Only lines holding "taskTypeStatsMap" are wanted; copy each of them from the records below.

-------- Records --------

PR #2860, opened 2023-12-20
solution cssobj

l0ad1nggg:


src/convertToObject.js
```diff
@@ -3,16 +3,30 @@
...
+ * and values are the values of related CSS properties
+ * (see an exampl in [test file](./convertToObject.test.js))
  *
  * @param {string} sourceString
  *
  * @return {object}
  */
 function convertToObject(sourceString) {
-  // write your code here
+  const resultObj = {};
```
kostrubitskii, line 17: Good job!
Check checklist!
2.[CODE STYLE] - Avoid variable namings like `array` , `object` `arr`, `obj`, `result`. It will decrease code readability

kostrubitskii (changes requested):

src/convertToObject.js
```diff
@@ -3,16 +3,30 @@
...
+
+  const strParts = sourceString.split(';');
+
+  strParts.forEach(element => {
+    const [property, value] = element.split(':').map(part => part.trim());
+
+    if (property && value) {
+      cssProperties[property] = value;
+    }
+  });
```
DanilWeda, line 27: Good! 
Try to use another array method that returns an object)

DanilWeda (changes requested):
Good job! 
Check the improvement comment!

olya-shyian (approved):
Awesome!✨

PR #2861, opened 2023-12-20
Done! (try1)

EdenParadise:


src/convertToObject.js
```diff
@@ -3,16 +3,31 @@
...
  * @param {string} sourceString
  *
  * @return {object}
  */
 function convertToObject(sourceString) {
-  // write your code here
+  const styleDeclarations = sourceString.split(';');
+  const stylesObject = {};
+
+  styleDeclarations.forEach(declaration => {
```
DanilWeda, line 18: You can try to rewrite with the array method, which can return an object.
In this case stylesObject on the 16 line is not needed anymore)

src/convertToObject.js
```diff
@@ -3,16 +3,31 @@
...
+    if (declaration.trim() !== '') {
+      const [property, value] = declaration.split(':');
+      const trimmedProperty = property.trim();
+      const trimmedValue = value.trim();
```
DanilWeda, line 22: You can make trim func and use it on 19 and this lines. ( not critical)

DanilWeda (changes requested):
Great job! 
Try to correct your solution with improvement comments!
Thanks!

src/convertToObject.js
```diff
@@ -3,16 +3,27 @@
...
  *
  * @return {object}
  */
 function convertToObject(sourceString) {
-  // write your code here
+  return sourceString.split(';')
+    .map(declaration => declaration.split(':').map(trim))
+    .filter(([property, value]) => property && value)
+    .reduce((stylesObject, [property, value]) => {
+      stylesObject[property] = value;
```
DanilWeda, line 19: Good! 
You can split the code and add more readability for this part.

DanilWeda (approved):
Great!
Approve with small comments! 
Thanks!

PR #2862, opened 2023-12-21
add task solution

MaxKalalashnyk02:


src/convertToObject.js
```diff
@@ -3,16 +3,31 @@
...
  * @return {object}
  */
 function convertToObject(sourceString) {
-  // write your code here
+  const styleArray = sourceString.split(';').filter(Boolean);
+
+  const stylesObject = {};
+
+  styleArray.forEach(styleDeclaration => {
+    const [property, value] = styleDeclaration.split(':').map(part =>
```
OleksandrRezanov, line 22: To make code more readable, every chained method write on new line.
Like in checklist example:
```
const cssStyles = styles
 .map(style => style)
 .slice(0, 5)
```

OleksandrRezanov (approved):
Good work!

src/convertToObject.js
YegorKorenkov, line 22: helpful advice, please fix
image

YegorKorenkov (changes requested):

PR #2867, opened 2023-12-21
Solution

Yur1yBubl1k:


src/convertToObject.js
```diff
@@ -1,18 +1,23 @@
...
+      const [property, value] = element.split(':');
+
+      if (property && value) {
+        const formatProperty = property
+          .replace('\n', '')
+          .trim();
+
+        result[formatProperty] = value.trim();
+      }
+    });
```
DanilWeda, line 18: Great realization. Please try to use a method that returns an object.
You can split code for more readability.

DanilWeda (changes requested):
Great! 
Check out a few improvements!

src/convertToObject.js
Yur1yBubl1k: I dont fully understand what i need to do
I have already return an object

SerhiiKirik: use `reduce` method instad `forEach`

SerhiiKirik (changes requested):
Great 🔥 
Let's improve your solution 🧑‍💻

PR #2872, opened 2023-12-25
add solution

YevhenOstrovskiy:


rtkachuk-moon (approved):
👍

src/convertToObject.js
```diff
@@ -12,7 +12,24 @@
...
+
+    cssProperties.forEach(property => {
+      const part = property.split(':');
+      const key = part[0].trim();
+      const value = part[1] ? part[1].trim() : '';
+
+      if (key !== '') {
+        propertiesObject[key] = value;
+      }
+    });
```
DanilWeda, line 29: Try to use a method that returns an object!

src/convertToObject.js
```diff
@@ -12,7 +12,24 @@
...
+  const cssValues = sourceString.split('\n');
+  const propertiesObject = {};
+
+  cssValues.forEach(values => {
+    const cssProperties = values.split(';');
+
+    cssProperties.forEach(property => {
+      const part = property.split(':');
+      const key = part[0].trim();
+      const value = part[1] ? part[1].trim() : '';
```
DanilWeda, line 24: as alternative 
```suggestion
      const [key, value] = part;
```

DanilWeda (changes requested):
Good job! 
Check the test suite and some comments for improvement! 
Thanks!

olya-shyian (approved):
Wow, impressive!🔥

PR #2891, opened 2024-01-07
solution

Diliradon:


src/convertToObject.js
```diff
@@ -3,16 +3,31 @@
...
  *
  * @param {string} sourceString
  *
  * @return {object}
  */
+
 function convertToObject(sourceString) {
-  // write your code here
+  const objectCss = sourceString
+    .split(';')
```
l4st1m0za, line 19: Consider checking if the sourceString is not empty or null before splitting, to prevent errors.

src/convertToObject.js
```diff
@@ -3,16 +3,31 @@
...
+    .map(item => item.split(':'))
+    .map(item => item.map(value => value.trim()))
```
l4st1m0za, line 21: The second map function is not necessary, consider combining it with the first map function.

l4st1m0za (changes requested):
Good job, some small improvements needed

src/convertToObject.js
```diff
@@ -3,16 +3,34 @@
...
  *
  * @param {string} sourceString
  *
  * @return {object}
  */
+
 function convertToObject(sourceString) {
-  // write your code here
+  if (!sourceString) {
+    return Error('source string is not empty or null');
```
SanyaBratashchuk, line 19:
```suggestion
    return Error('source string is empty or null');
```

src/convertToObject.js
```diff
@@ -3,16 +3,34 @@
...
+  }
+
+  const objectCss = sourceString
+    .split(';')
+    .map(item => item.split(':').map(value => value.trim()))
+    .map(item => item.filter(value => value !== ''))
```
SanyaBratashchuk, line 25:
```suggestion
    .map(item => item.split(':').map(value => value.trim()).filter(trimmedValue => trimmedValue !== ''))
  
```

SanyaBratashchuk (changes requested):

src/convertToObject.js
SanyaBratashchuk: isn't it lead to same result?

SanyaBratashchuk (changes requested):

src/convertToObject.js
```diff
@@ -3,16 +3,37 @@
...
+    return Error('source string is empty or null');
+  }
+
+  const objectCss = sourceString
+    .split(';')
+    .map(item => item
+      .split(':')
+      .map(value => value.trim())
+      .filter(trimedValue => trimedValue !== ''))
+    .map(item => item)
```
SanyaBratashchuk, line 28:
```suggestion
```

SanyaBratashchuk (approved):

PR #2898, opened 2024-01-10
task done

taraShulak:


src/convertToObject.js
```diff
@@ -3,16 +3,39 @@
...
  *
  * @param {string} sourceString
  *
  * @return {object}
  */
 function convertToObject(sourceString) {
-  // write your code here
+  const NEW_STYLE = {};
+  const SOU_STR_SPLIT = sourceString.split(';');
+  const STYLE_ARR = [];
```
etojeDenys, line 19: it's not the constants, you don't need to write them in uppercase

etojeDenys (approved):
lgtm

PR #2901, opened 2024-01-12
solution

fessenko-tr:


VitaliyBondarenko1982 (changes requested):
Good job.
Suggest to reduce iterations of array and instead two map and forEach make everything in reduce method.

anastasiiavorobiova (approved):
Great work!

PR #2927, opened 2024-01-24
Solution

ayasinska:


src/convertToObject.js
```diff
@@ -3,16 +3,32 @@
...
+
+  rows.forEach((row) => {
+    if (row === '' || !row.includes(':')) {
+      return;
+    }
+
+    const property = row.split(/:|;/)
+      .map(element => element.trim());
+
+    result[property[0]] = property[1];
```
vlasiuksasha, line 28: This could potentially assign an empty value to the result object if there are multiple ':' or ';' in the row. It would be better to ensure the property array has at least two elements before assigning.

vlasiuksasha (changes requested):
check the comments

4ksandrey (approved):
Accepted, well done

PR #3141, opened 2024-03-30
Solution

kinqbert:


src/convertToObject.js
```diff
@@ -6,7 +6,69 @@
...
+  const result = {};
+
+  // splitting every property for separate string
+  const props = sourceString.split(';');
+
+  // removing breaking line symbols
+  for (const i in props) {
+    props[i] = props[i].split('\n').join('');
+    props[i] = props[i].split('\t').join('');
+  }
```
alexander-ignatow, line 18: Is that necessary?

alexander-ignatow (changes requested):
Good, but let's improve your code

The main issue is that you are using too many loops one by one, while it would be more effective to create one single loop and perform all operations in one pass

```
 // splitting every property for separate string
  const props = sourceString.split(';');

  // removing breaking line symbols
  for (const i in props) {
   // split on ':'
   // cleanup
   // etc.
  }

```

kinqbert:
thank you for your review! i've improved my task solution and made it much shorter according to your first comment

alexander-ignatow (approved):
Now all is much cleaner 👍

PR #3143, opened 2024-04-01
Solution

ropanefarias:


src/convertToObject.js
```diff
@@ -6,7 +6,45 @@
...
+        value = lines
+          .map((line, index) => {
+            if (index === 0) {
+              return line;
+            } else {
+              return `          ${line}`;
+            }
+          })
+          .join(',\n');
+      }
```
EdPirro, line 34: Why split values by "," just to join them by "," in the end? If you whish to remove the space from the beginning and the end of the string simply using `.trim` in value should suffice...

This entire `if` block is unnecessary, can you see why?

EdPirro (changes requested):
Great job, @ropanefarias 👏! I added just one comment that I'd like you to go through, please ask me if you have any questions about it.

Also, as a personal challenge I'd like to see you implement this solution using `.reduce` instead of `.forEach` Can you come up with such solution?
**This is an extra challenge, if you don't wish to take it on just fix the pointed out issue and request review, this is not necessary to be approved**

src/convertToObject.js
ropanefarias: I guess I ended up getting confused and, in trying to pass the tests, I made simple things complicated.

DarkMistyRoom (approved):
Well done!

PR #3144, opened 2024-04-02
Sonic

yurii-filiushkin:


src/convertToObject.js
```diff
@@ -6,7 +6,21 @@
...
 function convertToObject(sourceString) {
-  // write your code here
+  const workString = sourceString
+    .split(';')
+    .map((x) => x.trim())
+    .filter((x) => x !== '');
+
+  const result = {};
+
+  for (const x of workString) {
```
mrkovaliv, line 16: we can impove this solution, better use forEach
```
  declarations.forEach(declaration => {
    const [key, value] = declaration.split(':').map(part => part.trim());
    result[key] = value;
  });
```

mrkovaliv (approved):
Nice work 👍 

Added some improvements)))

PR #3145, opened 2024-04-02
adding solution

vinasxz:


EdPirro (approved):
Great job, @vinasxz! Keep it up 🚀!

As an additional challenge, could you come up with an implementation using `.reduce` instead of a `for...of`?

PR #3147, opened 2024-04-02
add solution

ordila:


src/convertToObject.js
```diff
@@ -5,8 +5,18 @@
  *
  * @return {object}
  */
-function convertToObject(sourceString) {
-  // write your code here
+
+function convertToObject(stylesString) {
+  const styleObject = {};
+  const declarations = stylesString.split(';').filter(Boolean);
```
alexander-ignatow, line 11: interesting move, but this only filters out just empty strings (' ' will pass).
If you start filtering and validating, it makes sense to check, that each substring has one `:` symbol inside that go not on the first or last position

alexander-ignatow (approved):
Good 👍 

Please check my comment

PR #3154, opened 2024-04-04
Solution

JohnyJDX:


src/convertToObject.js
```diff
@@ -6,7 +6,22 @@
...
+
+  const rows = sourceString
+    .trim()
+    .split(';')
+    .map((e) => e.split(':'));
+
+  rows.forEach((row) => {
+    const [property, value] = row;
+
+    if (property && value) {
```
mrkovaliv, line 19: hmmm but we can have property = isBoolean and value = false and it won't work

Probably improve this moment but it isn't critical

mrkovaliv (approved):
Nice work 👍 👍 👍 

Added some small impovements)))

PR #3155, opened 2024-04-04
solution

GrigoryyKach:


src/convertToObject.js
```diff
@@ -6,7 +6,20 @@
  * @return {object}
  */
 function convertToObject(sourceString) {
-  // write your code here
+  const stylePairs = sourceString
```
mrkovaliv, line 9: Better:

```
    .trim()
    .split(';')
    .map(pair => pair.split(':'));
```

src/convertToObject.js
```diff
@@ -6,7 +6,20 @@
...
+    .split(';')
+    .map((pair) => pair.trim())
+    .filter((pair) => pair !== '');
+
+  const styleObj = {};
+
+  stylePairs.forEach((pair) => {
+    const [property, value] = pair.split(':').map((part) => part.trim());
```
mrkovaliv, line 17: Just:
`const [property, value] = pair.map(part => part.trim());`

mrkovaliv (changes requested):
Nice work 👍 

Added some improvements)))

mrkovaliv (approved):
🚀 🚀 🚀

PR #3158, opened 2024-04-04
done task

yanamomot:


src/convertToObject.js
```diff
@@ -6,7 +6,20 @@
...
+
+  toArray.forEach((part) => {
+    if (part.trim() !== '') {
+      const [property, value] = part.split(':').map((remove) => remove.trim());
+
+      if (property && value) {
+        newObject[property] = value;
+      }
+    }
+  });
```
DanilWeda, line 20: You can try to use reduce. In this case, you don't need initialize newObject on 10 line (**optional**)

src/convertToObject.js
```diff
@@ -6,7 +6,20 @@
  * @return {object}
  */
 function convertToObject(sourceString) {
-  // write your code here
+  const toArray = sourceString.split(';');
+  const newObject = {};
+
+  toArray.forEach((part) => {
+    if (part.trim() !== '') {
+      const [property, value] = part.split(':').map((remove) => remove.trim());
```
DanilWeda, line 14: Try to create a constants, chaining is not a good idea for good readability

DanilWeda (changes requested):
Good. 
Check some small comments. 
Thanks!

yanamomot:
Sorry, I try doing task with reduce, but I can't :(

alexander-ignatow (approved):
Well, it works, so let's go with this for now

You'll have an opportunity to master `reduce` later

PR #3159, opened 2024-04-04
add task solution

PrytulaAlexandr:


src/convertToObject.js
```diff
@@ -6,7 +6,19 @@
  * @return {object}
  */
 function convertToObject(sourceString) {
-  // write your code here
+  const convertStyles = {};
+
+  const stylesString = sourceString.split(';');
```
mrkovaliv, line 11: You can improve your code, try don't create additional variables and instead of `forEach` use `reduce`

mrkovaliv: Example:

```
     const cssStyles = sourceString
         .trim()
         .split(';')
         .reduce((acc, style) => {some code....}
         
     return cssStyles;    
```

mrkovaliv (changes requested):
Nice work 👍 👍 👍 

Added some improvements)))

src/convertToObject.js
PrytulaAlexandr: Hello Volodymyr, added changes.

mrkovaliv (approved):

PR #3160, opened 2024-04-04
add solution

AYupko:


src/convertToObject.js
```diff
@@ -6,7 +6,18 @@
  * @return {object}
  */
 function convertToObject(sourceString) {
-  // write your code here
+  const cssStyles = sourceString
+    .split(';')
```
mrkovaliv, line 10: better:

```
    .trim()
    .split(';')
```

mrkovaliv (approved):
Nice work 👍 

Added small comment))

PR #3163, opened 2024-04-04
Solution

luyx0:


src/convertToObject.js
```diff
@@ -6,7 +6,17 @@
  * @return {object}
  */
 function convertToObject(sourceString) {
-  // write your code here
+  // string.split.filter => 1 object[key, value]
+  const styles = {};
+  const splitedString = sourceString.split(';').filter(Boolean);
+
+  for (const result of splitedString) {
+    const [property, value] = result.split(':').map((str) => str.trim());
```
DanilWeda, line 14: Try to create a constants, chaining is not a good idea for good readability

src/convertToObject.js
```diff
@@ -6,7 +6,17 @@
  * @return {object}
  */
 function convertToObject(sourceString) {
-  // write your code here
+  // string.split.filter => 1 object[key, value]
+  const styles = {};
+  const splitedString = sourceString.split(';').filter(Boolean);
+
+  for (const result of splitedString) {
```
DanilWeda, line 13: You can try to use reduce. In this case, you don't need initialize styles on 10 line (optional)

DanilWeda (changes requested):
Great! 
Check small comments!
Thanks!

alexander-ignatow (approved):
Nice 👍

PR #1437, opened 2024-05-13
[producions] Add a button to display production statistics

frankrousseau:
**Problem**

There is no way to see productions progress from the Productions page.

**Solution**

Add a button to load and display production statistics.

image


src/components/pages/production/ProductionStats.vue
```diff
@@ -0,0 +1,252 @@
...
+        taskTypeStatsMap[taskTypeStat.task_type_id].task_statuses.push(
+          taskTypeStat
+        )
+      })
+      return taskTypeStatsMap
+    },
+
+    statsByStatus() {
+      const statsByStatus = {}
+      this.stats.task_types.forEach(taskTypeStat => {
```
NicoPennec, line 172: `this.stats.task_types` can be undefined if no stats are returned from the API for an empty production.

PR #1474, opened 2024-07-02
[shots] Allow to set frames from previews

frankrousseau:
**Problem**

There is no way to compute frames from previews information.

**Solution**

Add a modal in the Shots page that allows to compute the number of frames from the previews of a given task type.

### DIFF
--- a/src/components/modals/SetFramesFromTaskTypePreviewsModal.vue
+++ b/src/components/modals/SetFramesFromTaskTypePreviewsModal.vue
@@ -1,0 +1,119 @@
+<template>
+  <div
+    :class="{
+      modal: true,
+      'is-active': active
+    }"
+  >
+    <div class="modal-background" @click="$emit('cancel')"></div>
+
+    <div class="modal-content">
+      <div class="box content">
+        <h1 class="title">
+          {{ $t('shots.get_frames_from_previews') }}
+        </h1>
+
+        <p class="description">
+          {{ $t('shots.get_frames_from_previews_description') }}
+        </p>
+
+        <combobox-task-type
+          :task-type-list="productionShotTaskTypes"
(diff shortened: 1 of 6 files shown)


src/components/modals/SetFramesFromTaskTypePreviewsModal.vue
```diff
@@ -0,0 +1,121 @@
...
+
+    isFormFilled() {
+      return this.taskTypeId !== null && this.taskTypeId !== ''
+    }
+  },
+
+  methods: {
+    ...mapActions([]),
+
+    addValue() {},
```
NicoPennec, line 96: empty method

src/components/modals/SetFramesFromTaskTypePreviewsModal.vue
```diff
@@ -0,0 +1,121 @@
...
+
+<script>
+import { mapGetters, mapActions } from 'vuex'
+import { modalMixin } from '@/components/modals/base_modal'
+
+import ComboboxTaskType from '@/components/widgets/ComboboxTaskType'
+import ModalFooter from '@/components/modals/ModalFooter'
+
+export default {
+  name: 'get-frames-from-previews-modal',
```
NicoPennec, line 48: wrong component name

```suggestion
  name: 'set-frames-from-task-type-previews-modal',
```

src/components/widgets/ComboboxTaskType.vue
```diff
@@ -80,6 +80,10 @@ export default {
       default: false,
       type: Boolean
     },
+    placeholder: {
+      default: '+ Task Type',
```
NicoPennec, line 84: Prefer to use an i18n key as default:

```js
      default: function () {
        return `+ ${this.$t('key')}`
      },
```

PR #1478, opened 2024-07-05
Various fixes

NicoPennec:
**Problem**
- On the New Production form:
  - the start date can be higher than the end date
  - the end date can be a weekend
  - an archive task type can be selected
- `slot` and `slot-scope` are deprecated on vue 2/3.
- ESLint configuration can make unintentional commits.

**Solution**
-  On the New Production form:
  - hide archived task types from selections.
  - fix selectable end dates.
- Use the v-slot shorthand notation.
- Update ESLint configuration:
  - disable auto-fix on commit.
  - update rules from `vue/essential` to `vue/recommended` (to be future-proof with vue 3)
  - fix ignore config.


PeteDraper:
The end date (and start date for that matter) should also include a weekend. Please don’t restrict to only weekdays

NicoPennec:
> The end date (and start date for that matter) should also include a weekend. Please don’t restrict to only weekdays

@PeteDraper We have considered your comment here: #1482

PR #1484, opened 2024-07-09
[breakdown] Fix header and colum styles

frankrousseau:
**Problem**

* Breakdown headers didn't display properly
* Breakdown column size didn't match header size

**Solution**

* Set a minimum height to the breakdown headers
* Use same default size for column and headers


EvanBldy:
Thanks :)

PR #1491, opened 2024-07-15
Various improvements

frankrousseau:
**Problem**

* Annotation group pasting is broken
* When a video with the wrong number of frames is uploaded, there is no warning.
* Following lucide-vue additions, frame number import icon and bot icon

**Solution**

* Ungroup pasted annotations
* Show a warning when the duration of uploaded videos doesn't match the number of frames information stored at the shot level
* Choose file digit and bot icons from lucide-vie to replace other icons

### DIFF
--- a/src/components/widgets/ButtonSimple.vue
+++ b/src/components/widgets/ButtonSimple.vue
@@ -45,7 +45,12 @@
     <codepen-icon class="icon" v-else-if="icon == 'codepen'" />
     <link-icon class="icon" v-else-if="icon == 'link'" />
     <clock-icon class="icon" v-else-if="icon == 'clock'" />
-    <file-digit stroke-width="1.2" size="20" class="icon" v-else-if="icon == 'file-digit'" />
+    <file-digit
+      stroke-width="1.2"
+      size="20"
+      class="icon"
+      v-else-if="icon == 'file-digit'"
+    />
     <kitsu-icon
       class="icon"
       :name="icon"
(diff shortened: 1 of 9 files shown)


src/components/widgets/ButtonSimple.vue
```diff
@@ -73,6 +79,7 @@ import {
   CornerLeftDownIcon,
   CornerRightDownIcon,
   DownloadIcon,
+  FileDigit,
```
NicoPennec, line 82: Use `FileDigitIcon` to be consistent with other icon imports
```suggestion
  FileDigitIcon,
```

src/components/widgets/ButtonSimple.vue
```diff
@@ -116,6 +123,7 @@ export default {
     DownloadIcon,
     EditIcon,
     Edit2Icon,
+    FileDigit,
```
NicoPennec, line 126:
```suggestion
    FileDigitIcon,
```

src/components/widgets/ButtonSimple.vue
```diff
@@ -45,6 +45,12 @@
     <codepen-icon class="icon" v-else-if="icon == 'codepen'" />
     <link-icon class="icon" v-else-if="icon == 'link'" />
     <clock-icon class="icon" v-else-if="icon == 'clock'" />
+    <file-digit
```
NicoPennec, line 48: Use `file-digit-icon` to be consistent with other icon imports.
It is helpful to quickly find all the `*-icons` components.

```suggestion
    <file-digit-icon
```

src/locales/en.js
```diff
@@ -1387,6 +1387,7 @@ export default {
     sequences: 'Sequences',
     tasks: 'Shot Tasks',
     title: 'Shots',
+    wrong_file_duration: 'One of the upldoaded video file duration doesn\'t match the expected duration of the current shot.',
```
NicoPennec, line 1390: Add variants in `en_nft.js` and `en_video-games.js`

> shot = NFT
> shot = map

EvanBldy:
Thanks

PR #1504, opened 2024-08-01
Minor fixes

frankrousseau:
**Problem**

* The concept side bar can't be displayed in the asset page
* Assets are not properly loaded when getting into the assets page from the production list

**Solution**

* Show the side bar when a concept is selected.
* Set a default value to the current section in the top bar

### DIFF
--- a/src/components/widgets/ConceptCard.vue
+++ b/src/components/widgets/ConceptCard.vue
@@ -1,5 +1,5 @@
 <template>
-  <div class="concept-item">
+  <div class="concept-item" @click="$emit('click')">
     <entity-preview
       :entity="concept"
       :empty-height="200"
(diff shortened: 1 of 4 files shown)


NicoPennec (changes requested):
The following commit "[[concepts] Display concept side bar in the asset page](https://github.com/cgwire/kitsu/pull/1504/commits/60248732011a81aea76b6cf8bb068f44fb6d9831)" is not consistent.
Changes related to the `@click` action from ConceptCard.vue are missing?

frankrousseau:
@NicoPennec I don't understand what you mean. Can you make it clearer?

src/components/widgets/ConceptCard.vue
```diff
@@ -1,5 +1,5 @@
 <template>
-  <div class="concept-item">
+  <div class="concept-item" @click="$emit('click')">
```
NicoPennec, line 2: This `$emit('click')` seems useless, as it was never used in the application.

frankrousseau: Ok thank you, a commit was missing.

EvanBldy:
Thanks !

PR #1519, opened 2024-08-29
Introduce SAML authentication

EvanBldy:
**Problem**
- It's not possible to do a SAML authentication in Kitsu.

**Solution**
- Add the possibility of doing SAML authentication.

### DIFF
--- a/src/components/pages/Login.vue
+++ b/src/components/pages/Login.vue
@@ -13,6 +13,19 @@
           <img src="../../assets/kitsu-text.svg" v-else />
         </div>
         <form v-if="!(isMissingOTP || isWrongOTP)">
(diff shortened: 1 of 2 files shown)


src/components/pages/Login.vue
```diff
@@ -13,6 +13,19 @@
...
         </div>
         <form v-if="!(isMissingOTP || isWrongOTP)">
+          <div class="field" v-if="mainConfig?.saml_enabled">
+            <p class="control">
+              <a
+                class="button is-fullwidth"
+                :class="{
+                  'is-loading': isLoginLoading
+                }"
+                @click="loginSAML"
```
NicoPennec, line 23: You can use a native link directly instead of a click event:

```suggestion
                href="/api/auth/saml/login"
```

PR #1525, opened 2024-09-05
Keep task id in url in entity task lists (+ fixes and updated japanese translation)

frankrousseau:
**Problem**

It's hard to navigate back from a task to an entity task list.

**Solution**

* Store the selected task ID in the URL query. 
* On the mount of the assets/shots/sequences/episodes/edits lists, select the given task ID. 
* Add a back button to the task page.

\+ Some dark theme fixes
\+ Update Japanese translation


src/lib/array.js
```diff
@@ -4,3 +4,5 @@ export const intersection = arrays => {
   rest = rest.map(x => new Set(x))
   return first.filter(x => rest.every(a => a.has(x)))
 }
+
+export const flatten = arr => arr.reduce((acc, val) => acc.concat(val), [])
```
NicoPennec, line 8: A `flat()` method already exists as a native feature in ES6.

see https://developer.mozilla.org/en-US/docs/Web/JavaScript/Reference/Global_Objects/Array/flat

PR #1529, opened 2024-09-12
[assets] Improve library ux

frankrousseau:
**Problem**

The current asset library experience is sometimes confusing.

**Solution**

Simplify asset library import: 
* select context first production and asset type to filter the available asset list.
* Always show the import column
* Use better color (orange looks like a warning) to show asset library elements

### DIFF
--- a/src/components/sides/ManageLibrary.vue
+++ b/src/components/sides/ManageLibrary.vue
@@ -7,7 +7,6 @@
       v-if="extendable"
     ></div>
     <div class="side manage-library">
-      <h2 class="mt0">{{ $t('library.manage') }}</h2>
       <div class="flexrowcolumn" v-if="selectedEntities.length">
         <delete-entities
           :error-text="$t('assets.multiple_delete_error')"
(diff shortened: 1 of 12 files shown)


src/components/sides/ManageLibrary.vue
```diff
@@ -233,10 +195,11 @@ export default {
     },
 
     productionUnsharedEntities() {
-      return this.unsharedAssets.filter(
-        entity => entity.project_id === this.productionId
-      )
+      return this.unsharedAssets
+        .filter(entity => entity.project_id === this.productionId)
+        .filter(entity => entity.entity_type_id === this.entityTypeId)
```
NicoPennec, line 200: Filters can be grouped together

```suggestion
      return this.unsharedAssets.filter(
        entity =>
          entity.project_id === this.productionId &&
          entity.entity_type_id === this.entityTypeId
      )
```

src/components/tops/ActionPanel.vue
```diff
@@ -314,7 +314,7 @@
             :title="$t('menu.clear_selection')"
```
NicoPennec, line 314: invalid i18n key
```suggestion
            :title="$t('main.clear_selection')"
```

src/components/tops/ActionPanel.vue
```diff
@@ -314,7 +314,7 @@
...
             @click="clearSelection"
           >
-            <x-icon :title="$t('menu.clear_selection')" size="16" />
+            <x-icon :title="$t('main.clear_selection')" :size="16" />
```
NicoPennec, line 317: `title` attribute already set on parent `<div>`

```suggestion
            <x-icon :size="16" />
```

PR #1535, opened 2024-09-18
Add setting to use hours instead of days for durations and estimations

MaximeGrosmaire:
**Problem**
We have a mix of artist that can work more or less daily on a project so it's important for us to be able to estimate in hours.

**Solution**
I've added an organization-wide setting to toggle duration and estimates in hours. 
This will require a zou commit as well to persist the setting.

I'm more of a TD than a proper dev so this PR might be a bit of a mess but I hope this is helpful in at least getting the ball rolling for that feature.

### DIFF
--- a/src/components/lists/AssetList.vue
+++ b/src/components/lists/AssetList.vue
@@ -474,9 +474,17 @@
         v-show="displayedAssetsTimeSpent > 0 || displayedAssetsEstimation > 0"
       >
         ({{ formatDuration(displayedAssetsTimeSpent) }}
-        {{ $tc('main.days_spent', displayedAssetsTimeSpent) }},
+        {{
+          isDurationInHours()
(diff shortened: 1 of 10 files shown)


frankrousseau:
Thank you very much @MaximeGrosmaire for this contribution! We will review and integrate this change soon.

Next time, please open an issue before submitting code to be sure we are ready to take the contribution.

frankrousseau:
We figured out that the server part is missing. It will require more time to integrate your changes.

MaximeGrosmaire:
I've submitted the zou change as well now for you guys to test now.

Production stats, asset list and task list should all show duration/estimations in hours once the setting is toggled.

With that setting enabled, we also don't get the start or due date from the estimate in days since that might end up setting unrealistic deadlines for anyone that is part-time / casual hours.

--------

**Output for this exercise:**
+        taskTypeStatsMap[taskTypeStat.task_type_id].task_statuses.push(
+      return taskTypeStatsMap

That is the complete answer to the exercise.